Asymptotic behavior and symmetry of internal waves in two-layer fluids of great depth (Q1923663)

A two-fluid flow bounded by a rigid horizontal bottom is considered. The upper fluid is infinite in both vertical and horizontal directions. The fluids of constant densities are immiscible, inviscid and incompressible, and the flow is two-dimensional and irrotational. The density of the lower fluid is greater than the density of the upper fluid, and the depth of the lower fluid is \(h\).

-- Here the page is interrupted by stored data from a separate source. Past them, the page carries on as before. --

PR #156, opened 2019-10-09
Rework FeaturedCategorizations to allow easier decoration

mttdffy:
WORKAREA-21

### DIFF
--- a/core/app/queries/workarea/featured_categorization.rb
+++ b/core/app/queries/workarea/featured_categorization.rb
@@ -3,8 +3,8 @@ module Workarea
     include Enumerable
     delegate :blank?, :present?, :size, :length, :to_a, to: :all
 
-    def initialize(product)
-      @product = product
+    def initialize(*product_ids)
+      @product_ids = product_ids
     end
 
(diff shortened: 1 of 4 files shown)


core/app/queries/workarea/featured_categorization.rb
```diff
@@ -39,9 +39,19 @@ def category_changesets_affecting_current_release
...
       FeaturedProducts
-        .changesets(@product.id)
+        .changesets(*product_ids)
         .where(releasable_type: Catalog::Category.name)
         .in(release_id: Release.current.preview.releases.map(&:id))
     end
+
+    private
+
+    def product_ids
```
bencrouse: If we're going to change this class to support multiple product IDs, and we don't really use the product model anyways, can we go all the way and update the initializer to accept multiple product IDs?

mttdffy: Its not meant for multiple products though, just that with some plugins, a single product can sometimes be represented with variations of it's ID. I'll bring this up in the standup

It is assumed that there is a wave moving with a constant speed \(U\) at the interface and \(U>U_0= \sqrt{(1-\rho)gh}\), where \(U_0\) is the critical wave speed, \(0<\rho<1\) is the density ratio of the upper fluid to the lower fluid, and \(g\) is the constant of gravity. It is shown that if the governing Euler equations have a nontrivial solution which approaches to a supercritical equilibrium state at infinity, then the solution decays to the equilibrium exactly with the order \(O\bigl({1\over x^2}\bigr)\) for large \(x\), where \(x\) is the horizontal variable. Furthermore, the solution is symmetric. The interface is always above the equilibrium state and is monotonically decreasing for positive \(x\) and increasing for negative \(x\). The exact decay estimates are obtained using the properties of Green's function for an integro-differential equation.